§ Activity: Which lines of the entries below hold the word "Ethereum"? Report each of them.

§ Provided records:
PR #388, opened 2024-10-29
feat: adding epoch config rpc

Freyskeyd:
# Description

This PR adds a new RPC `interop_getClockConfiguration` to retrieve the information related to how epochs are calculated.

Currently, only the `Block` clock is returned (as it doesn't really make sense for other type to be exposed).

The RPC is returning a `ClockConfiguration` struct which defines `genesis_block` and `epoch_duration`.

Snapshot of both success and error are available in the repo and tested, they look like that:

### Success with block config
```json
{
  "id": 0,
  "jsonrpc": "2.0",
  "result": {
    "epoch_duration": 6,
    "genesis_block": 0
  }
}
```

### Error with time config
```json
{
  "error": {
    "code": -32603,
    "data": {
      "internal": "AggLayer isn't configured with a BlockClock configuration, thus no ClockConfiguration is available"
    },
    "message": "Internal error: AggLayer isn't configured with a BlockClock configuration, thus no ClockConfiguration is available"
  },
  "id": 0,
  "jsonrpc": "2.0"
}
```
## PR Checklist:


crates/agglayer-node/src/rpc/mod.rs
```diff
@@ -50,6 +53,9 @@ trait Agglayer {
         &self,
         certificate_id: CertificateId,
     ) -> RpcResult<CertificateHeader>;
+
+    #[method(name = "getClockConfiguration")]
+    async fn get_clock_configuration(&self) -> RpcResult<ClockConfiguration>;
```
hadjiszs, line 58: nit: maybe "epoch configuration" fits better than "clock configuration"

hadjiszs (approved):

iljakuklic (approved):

--

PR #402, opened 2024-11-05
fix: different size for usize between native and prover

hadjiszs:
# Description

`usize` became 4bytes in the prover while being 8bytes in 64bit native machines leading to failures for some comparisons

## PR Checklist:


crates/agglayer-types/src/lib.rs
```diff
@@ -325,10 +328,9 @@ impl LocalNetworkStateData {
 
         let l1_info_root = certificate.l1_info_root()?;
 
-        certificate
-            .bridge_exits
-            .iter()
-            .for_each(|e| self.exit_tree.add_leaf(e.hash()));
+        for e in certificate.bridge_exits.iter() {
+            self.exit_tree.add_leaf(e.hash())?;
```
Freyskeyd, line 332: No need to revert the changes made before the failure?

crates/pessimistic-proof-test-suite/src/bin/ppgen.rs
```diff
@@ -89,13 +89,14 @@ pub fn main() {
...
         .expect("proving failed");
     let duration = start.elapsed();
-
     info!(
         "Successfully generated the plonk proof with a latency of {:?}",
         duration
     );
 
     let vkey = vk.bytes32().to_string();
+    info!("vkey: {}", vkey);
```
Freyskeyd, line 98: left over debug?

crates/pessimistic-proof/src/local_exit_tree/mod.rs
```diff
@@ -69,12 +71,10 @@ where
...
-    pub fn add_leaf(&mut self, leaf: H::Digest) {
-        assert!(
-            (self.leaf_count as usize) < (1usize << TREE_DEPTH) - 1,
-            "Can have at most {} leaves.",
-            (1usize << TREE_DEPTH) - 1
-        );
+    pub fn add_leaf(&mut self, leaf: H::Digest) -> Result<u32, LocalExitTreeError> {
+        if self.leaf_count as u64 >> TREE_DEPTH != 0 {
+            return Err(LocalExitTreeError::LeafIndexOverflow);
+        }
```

--

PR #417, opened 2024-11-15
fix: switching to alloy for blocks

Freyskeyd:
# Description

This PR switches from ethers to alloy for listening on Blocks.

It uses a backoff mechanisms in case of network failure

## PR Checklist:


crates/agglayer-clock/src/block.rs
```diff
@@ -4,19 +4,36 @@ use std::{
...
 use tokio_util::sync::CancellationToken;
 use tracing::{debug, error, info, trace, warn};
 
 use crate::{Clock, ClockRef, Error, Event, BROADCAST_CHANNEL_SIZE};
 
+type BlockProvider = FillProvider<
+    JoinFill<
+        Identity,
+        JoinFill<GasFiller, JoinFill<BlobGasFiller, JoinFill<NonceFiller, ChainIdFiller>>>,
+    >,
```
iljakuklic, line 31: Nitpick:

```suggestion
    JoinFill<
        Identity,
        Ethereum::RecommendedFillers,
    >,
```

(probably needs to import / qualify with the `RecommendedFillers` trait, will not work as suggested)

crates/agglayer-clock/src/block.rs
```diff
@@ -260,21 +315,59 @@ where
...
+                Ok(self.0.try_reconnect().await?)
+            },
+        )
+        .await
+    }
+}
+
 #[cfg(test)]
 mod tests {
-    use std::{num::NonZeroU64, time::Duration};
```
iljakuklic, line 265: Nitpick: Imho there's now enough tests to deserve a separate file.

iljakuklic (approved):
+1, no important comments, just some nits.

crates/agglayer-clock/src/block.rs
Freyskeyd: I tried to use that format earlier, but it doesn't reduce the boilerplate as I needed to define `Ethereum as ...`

§ Task response:
        Ethereum::RecommendedFillers,
Freyskeyd: I tried to use that format earlier, but it doesn't reduce the boilerplate as I needed to define `Ethereum as ...`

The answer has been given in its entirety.